Content starts

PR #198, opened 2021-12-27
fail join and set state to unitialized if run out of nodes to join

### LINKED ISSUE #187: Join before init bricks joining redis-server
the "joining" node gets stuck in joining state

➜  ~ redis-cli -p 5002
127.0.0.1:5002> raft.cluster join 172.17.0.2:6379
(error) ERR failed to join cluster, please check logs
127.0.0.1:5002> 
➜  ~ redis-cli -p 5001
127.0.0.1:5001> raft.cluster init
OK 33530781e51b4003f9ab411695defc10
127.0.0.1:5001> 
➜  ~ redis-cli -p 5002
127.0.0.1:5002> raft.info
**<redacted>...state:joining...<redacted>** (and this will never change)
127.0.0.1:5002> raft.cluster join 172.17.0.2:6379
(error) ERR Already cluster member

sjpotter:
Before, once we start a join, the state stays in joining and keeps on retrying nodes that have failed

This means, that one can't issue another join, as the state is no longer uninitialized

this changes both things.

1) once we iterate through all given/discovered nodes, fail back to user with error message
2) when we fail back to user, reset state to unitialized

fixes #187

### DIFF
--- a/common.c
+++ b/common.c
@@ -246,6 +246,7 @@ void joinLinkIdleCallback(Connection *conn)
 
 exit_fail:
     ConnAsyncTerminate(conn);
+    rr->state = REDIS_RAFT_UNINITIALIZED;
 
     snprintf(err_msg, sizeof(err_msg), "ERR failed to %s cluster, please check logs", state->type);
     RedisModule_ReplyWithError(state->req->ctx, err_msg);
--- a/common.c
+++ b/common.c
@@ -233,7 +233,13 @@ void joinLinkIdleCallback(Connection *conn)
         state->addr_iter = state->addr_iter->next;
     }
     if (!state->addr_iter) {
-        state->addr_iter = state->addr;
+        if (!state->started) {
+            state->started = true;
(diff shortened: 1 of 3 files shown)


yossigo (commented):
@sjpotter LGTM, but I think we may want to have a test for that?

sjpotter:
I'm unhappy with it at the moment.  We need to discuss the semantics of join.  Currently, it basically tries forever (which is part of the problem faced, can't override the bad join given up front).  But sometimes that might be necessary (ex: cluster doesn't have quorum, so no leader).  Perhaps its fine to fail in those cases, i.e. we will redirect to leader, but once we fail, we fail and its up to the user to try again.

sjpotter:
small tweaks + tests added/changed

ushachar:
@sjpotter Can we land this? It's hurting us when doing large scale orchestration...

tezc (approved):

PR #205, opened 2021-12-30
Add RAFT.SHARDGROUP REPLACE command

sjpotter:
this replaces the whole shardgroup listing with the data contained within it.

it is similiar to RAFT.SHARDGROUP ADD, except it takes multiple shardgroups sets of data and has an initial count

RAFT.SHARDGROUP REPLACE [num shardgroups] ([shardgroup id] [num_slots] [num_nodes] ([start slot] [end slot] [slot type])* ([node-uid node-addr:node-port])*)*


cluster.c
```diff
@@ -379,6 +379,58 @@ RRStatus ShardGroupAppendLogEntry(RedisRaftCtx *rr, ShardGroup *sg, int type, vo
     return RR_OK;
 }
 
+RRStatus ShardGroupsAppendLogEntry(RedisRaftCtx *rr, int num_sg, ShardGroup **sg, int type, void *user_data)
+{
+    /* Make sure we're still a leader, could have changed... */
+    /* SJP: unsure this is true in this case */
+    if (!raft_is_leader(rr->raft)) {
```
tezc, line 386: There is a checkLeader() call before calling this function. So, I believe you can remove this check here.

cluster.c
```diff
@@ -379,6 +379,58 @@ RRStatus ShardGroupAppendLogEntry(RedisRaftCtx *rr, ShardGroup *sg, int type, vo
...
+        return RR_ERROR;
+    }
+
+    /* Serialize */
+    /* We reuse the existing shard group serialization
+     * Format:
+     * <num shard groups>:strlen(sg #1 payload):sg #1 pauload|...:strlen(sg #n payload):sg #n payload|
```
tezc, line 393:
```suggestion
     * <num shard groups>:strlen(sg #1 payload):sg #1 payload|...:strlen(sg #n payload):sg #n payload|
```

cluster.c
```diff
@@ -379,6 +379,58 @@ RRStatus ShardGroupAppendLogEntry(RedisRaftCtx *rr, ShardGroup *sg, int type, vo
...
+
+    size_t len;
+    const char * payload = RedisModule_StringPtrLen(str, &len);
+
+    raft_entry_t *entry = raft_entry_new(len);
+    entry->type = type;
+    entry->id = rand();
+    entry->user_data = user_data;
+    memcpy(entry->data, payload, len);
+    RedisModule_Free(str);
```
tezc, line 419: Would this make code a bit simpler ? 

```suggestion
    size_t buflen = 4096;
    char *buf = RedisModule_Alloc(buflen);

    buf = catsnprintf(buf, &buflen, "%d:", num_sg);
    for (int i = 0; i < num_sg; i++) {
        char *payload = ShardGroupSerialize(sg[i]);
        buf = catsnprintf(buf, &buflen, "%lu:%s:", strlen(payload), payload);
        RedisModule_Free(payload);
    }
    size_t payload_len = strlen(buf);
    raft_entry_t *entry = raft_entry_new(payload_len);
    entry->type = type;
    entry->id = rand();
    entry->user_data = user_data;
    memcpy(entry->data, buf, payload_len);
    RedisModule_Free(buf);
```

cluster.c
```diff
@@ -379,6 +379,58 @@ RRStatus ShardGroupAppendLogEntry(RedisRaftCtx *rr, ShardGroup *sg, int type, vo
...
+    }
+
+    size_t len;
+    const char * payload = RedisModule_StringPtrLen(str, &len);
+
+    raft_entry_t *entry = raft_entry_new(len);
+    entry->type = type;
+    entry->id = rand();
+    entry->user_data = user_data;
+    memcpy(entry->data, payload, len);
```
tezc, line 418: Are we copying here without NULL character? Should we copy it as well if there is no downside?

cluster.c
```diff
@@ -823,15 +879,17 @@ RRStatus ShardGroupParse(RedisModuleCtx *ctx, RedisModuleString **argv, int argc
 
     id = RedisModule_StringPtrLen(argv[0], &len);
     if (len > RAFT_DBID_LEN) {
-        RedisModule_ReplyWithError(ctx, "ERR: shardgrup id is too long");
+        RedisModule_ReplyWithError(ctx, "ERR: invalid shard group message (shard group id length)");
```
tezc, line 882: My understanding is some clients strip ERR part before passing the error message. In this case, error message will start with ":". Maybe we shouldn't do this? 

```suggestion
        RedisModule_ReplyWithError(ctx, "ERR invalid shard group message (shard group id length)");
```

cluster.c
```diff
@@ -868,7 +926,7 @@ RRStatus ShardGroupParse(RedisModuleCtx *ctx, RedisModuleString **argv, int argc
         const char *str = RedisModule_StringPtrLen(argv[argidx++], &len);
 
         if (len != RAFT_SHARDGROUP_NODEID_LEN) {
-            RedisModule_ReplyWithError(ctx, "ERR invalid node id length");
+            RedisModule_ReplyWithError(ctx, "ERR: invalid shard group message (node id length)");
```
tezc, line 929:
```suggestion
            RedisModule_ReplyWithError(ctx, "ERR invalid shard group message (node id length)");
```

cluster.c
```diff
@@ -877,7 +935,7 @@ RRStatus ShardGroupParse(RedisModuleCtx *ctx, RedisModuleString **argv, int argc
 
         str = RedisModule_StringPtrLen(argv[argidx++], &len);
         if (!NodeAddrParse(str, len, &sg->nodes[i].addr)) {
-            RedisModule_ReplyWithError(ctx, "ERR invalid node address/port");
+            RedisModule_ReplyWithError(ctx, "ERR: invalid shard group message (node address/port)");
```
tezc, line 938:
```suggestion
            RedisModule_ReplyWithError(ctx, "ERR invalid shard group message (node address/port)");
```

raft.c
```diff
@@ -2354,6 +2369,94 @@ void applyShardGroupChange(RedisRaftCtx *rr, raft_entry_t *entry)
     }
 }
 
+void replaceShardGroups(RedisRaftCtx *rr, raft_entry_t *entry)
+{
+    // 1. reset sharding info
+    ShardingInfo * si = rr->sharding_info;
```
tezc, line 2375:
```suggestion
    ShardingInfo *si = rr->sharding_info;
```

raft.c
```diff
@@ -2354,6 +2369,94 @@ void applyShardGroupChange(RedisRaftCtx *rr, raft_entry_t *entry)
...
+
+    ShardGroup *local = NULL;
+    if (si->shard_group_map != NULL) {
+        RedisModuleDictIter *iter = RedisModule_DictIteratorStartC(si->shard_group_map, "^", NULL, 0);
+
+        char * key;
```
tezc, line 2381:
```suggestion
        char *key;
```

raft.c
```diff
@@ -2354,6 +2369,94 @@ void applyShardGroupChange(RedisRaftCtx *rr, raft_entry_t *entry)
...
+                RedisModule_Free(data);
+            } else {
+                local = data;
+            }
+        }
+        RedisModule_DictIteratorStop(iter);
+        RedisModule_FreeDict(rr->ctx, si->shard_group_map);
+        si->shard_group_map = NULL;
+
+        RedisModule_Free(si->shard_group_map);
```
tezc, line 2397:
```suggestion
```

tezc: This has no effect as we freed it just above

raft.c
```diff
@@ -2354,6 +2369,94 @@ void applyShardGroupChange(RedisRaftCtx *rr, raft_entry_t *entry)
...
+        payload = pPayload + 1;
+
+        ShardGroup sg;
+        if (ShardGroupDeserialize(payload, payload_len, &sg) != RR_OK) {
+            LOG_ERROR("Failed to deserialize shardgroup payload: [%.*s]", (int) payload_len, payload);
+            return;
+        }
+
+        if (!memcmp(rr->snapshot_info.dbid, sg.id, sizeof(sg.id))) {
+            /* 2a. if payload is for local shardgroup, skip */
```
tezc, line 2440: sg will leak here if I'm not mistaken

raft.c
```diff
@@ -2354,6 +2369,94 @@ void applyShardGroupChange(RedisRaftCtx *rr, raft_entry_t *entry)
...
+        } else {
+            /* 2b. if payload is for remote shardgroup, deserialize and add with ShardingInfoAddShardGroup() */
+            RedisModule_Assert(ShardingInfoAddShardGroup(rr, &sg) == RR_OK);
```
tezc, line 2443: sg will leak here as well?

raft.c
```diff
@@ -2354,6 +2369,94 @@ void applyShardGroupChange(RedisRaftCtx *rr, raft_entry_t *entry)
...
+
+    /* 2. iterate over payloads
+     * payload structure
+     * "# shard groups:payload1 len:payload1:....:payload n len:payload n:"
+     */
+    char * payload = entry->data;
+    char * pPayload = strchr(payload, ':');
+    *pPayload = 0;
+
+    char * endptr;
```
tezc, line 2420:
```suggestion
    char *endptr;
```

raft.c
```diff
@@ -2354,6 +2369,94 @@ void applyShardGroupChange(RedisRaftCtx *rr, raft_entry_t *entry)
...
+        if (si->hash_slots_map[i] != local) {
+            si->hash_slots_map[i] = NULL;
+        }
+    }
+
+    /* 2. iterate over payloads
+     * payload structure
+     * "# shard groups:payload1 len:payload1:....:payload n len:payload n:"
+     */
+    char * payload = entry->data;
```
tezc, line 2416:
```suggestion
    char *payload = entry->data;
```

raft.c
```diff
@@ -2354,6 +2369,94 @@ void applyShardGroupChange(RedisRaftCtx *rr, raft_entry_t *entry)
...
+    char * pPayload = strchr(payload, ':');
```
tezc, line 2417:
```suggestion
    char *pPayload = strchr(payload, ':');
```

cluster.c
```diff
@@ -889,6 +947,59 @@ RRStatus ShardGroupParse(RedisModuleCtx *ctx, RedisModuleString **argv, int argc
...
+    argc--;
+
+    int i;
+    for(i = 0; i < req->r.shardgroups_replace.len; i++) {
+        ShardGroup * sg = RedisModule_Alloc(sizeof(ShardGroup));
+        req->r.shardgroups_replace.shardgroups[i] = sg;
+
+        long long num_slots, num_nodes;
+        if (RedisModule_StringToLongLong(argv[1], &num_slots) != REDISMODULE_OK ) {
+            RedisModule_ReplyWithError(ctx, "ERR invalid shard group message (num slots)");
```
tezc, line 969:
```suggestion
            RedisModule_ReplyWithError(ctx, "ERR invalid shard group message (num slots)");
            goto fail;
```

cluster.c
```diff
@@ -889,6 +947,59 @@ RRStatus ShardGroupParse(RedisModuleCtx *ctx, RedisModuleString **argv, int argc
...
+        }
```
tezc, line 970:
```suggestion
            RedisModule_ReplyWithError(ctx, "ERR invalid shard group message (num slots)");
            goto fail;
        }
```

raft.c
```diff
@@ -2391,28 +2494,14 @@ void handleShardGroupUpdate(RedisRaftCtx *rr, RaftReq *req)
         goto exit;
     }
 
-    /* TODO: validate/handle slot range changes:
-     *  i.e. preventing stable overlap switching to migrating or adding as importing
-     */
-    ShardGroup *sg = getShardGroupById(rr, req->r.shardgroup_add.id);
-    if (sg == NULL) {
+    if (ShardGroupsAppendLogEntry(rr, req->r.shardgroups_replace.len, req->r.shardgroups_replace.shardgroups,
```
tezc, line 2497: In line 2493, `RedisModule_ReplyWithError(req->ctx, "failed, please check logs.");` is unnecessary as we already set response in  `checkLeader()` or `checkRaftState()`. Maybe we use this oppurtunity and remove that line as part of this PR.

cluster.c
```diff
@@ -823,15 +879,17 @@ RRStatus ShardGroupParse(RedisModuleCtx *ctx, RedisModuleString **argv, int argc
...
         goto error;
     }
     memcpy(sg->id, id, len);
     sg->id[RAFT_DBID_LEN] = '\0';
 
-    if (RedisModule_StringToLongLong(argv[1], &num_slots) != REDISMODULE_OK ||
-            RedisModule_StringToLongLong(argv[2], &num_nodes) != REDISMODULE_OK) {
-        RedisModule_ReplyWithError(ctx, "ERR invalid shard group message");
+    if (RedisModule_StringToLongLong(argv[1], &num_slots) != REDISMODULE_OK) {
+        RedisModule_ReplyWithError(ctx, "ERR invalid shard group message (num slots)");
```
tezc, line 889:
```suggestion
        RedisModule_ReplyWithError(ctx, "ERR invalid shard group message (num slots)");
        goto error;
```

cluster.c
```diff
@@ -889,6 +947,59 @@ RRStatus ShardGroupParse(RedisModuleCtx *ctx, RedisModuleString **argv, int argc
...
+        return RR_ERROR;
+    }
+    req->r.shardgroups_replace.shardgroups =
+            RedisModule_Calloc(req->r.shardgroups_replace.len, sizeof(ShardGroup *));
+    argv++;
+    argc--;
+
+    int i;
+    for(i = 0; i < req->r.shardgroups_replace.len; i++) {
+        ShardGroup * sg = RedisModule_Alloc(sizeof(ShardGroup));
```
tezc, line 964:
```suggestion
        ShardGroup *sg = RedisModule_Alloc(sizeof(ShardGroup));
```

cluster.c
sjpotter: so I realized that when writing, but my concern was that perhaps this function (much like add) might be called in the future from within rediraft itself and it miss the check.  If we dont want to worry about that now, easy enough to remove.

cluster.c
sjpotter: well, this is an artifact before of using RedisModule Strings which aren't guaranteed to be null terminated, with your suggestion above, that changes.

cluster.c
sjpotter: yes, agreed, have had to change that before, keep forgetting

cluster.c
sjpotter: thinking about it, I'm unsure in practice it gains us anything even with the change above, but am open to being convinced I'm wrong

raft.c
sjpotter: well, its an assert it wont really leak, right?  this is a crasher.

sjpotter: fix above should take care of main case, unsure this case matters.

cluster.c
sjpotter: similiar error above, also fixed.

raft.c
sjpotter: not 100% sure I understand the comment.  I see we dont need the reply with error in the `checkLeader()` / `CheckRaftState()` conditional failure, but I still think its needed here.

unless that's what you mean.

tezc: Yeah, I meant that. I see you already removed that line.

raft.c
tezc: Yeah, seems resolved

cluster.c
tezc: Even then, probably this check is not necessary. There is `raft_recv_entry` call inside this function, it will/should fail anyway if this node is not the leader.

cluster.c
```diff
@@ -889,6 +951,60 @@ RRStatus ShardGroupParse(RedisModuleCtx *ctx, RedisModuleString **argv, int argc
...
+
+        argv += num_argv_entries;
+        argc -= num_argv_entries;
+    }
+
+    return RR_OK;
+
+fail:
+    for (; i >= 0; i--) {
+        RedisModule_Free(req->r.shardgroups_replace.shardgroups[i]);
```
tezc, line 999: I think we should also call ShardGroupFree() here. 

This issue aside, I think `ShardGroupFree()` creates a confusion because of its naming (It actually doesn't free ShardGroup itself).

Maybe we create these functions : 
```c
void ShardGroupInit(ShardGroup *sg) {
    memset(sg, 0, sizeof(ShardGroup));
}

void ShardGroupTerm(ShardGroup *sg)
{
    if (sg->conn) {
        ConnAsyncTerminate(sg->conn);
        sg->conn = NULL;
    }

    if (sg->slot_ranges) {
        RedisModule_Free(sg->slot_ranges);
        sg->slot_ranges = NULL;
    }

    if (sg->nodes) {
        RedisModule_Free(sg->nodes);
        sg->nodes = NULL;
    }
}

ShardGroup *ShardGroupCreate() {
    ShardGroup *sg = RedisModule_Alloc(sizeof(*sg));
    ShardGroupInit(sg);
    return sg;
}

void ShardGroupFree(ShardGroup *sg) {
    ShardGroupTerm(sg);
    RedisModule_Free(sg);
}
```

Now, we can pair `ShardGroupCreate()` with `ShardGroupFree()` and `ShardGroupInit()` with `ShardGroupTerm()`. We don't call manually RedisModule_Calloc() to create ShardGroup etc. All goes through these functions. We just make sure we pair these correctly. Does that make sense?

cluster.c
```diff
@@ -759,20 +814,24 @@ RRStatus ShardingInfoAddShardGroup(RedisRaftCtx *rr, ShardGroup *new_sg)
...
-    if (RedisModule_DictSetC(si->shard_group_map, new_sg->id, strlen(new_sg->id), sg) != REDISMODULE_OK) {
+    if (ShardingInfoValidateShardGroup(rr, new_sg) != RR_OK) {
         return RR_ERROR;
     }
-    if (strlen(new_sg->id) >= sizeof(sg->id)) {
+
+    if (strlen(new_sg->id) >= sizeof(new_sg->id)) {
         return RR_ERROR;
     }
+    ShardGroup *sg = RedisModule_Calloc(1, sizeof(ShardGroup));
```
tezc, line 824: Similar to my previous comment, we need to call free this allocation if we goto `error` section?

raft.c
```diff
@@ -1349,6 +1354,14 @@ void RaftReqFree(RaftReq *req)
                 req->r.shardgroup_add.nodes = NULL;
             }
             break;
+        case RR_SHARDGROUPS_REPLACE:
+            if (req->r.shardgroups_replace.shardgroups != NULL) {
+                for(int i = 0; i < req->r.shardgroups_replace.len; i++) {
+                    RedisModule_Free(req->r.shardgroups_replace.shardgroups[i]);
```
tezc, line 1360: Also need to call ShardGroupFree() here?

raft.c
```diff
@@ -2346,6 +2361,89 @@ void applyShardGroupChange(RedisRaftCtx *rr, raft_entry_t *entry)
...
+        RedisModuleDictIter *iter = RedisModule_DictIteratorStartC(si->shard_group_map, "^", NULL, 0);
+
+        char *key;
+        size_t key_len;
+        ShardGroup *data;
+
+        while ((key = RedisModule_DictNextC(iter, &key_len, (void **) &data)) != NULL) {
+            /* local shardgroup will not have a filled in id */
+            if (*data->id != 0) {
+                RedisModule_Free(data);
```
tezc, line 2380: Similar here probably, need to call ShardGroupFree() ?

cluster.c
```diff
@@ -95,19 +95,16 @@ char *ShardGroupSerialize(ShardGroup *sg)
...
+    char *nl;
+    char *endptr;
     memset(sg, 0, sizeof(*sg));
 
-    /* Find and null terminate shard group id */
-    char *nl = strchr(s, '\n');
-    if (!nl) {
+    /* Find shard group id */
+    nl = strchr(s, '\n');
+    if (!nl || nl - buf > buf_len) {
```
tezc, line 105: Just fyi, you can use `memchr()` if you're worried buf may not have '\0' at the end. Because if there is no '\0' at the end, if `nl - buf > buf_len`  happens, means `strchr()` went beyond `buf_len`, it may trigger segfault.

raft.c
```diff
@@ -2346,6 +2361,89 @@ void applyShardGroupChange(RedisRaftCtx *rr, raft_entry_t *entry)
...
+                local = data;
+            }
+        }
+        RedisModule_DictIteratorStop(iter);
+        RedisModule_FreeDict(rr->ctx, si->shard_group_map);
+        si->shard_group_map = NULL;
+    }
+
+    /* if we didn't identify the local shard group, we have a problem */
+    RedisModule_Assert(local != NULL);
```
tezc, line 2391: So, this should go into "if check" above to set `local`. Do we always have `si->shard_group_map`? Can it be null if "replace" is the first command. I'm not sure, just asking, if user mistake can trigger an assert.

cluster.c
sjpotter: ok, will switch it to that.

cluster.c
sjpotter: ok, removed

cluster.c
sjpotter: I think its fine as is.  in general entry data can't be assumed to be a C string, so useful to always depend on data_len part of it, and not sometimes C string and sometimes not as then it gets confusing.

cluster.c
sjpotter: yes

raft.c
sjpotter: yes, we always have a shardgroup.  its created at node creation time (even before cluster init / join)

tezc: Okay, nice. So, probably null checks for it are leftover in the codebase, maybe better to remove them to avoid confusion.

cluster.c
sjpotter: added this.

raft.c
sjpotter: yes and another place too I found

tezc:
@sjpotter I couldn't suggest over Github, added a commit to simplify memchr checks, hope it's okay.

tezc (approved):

Content ends

§ **THE TASK**: Restate the listing exactly, starting at its first line and ending at the line where "127.0.0.1:5002> raft.info" occurs; include both and no other lines.

§ **WRITTEN ANSWER**:
PR #198, opened 2021-12-27
fail join and set state to unitialized if run out of nodes to join

### LINKED ISSUE #187: Join before init bricks joining redis-server
the "joining" node gets stuck in joining state

➜  ~ redis-cli -p 5002
127.0.0.1:5002> raft.cluster join 172.17.0.2:6379
(error) ERR failed to join cluster, please check logs
127.0.0.1:5002> 
➜  ~ redis-cli -p 5001
127.0.0.1:5001> raft.cluster init
OK 33530781e51b4003f9ab411695defc10
127.0.0.1:5001> 
➜  ~ redis-cli -p 5002
127.0.0.1:5002> raft.info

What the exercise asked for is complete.